**Work instructions**
Total the lines of the entries below that hold the string "newNamespacedVersionAdapter", then write only that total.

**Information provided**
PR #438, opened 2018-11-21
Remove excess code

xichengliudui:
Remove excess code


pkg/controller/sync/version/adapter.go
```diff
@@ -45,7 +45,6 @@ type VersionAdapter interface {
 func NewVersionAdapter(client fedclientset.Interface, namespaced bool) VersionAdapter {
 	if namespaced {
 		return newNamespacedVersionAdapter(client)
-	} else {
-		return newClusterVersionAdapter(client)
 	}
+	return newNamespacedVersionAdapter(client)
```
poothia: i think it should be "return newClusterVersionAdapter(client)"

xichengliudui:
@poothia  Thank you for reminding me. I see the wrong

PR #442, opened 2018-11-21
Add validation of type config names in the relevant controllers

### LINKED ISSUE #433: Validate the names of FederationTypeConfigs
The naming of `FederatedTypeConfig` instances needs to conform to `<target plural name>.<target group name>` to ensure that federation will be enabled at most once for a given target type.  The simplest way to accomplish this is to add validation on any controllers that respond to `FederatedTypeConfig` (sync and rsp at the time of this writing).  Ideally a validation webhook would be used, but in the near term validation is complicated by the need to provision TLS certs.

marun:
Fixes #433.


pkg/controller/federatedtypeconfig/controller.go
```diff
@@ -139,6 +140,13 @@ func (c *Controller) reconcile(qualifiedName util.QualifiedName) util.Reconcilia
 	// TODO(marun) Perform this defaulting in a webhook
 	corev1a1.SetFederatedTypeConfigDefaults(typeConfig)
```
gyliu513: Since the `typeConfig` was set by `corev1a1.SetFederatedTypeConfigDefaults`, just curious which case will trigger the validation `typeconfig.CheckTypeConfigName` failed?

marun: If the target plural name and group are not set, then that function will ensure a valid type config.  The check is to ensure that if the target plural name and group are set, that the name matches.

gyliu513: > If the target plural name and group are not set, 

When will this happen? Do you mean some mistake configuration of federated resource can cause this?

marun: There's nothing stopping someone from creating a type config with an arbitrary target that doesn't correspond to the name of the type config.  As per the linked issue, maintaining the correspondence between name and target configuration is essential to ensuring that a given federation control plane runs controllers for a given target type at most once.

marun:
rebased

PR #443, opened 2018-11-21
Cleanup operation logic for namespaces in the host cluster

### LINKED ISSUE #396: Control plane terminating a Federated Namespace when FederatedNamespacePlacement doesn't have the Host Cluster defined within clusters spec
Hello,

I just found out some strange behaviour (at least something that I wouldn't expect to happen)

Let's say we have 3 different clusters: cluster1, cluster2, cluster3, the Federation v2 control plane is running on cluster1, so we create all the CRDs related to federation in that cluster.

With the yaml definition below I would expect `foo` namespace being available on cluster2 and cluster3, but what is happening is that the namespace is being terminated on `cluster1` deleting the FederatedNamespacePlacement as well.

I also tried to create the FederatedNamespacePlacement in a different namespace, the behaviour is not the same but the namespace is still not being replicated because (I suppose) the `foo` namespace definition is being deleted.

Do you know if this is the expected behaviour? In that case, How should I create federated namespaces that I don't want to be present on Host Cluster?

Thanks in advanced,

```yaml
apiVersion: v1
kind: List
items:
- apiVersion: v1
  kind: Namespace
  metadata:
    name: foo
- apiVersion: core.federation.k8s.io/v1alpha1
  kind: FederatedNamespacePlacement
  metadata:
    name: foo
    namespace: foo
  spec:
    clusterNames:
    - cluster2
    - cluster3
```

marun:
There previously existed logic to avoid performing updates to namespaces in the host cluster.  This PR extends that logic to cover deletions and simplifies the comments for clarity.

Fixes #396

### DIFF
--- a/pkg/controller/sync/controller.go
+++ b/pkg/controller/sync/controller.go
@@ -574,17 +574,17 @@ func (s *FederationSyncController) clusterOperations(selectedClusters, unselecte
 		if found {
 			clusterObj := clusterObj.(*unstructured.Unstructured)
 
-			// If we're a namespace kind and this is an object for the primary
-			// cluster, then skip the version comparison check as we do not
-			// track the cluster version for namespaces in the primary cluster.
-			// This avoids unnecessary updates that triggers an infinite loop
-			// of continually adding finalizers and then removing finalizers,
-			// causing PropagatedVersion to not keep up with the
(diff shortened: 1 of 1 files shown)


shashidharatd:
/lgtm
Thanks for the fix!

Issue #148, opened 2022-03-16
iHAMOCC: explicit use statements in modules / subroutines


jmaerz:
### Explicit use statements in iHAMOCC modules/subroutines

For code readability and safety, the inclusion of explicit use statements throughout the iHAMOCC code would be nice to achieve. A first branch with all necessary coding is done (`expl_use_statem`) and tested to the point that i) all iHAMOCC preprocessor-flags (but `BOXATM`, see below) were compiled and run in single_column mode (partially with dummy input files) and ii) a regular run case for a 1yr historical simulation produces (bit) identical results in NorESM (comparing NorESM version 2.0.5, but with i) BLOM master and ii) branch `expl_use_statem`). 

Before opening a pull request, the updated inventory calculations -now also accounting for river and nitrogen deposition fluxes (#143)-   could be merged in (or the present inventory calculation changes in `expl_use_statem` need to be reverted back to the master branch state). 

**Observations on the way:**
* `mo_boxatm.F90` is missing so that testing of flag BOXATM wasn't possible 
* in a number of subroutines, the explicit declaration of `intent(in/inout)` is still missing - debating, whether we should change it in this process as well
* float numbers could be attributed with an explicit working precision, e.g.`9.1_wp` statement (future task? - mo_kind.F90?)

**Potential impact on merging other branches:**
Explicit use statements might need to be enhanced, if new parameters, diagnostics, etc. are handled in the modules/subroutines. At present state, one file experienced renaming and transformation to a module (`get_pi_ph.F90` -> `mo_get_pi_ph.F90`).

PR #157, opened 2022-04-07
Expl use statem

jmaerz:
Hi @TomasTorsvik and @JorgSchwinger , I herewith carry out a pull request for issue #148 for iHAMOCC code. Explicit use statements are now fully implemented throughout the iHAMOCC code in order to enhance traceability. I hope it will serve us well for future coding and implementations.


TomasTorsvik:
Looks good to me. I see that there is one file name change (`get_pi_ph.F90` -> `mo_get_pi_ph.F90`) and a few minor changes that are not connected with the use statements, but nothing that should change model output.

I think a standard merge commit should be used to merge this to `master`, in particular to preserve the history of the file name change.

jmaerz:
Hi Tomas, I could re-check again, but before merging the branch with the master (after setting up all the various use statements), I did a check and the results were bit identical on betzy as mentioned in #148.

JorgSchwinger (approved):
This looks really good, I think this is the best solution. Sorry for the many suggestions that didn't work out (and thanks for trying them).

PR #158, opened 2022-05-04
Remove reference to unused cpp flag RESTART_BGC.

### LINKED ISSUE #103: Replace some preprocessor flags with namelist variables in iHAMOCC
I would like to replace some preprocessor flags with namelist variables for iHAMOCC. At the moment preprocessor flags are used to turn on/off some basic functionality (e.g. cfc, natDIC, carbon isotopes), that I think would be better handled by a namelist variable. This will make it possible to change the model behavior without recompiling and creating a new executable. To start with, I want to replace FB_BGC_OCE, CFC, natDIC and CISONEW. 

We have a plan to expand the nitrogen cycle representation in iHAMOCC, and perhaps we would like to include other tracers later on. I believe it will become increasingly difficult to maintain the code if we continue adding preprocessor flags, so I would like to set a new structure before adding more tracers.

TomasTorsvik:
The CPP flag RESTART_BGC is referenced but not used anywhere in BLOM/iHAMOCC. I see that this flag is used in CICE, so perhaps it is a remnant from an earlier micom/blom version with integrated CICE? I suggest to remove the remaining references to this CPP flag.

### DIFF
--- a/cime_config/buildcpp
+++ b/cime_config/buildcpp
@@ -121,7 +121,7 @@ def buildcpp(case):
             if module == "iage":
                 blom_cppdefs = blom_cppdefs + " -DIDLAGE"
             elif module == "ecosys":
-                blom_cppdefs = blom_cppdefs + " -DHAMOCC -DRESTART_BGC -DWLIN"
+                blom_cppdefs = blom_cppdefs + " -DHAMOCC -DWLIN"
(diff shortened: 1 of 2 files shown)


JorgSchwinger (approved):
I agree, this is not used anymore and should be removed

**Response for this exercise**
2